[Records drawn from a dataset]
● ● ● ●

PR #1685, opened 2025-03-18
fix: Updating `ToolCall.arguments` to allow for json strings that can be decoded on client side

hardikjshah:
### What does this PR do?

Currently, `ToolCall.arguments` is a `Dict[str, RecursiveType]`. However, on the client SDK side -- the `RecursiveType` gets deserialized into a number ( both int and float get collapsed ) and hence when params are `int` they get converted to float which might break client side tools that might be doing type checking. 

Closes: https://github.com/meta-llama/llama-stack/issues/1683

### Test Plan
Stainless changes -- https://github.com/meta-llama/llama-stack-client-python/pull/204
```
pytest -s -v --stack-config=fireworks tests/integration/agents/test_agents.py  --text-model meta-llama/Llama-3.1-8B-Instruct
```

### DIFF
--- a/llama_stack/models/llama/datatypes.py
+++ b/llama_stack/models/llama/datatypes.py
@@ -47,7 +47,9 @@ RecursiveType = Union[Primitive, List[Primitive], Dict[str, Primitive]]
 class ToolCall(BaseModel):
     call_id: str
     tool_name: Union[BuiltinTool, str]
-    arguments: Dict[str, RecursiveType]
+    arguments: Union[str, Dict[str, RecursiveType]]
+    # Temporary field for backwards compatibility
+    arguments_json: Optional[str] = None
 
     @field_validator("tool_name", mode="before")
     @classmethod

● ● ● ●

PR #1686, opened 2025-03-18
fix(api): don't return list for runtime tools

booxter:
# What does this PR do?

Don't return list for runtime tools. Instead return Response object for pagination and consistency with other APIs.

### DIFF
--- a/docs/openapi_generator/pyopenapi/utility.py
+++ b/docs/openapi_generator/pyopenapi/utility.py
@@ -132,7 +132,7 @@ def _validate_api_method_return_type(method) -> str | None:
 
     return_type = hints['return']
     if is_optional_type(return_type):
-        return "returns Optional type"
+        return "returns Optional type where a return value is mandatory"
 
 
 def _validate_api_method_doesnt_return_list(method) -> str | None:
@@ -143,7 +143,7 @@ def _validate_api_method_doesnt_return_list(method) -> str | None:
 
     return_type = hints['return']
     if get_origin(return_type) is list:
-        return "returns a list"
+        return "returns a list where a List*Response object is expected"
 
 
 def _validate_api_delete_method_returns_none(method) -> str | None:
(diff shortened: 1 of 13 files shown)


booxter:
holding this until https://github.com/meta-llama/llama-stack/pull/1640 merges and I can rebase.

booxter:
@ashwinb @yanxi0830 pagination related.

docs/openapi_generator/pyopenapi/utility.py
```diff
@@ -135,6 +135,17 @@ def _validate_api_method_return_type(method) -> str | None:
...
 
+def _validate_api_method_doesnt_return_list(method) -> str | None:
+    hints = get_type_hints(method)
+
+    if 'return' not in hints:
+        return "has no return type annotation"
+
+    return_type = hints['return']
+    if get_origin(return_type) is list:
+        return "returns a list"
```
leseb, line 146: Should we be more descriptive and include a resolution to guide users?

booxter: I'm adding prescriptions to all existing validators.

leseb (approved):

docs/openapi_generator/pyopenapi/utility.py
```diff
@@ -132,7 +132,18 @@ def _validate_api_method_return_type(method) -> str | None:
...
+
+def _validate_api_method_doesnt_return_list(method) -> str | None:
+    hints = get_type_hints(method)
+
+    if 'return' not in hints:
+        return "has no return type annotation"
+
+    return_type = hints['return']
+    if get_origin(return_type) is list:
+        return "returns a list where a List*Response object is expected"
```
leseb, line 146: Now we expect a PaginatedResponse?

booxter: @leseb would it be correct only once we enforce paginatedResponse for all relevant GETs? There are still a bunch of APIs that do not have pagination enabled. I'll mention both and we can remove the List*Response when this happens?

● ● ● ●

#### [About this task]
Retype exactly the lines of the data above that fall between the line with "holding this until" and the line with "leseb, line 146: Now", inclusive, and add nothing.

#### [Task response]
holding this until https://github.com/meta-llama/llama-stack/pull/1640 merges and I can rebase.

booxter:
@ashwinb @yanxi0830 pagination related.

docs/openapi_generator/pyopenapi/utility.py
```diff
@@ -135,6 +135,17 @@ def _validate_api_method_return_type(method) -> str | None:
...
 
+def _validate_api_method_doesnt_return_list(method) -> str | None:
+    hints = get_type_hints(method)
+
+    if 'return' not in hints:
+        return "has no return type annotation"
+
+    return_type = hints['return']
+    if get_origin(return_type) is list:
+        return "returns a list"
```
leseb, line 146: Should we be more descriptive and include a resolution to guide users?

booxter: I'm adding prescriptions to all existing validators.

leseb (approved):

docs/openapi_generator/pyopenapi/utility.py
```diff
@@ -132,7 +132,18 @@ def _validate_api_method_return_type(method) -> str | None:
...
+
+def _validate_api_method_doesnt_return_list(method) -> str | None:
+    hints = get_type_hints(method)
+
+    if 'return' not in hints:
+        return "has no return type annotation"
+
+    return_type = hints['return']
+    if get_origin(return_type) is list:
+        return "returns a list where a List*Response object is expected"
```
leseb, line 146: Now we expect a PaginatedResponse?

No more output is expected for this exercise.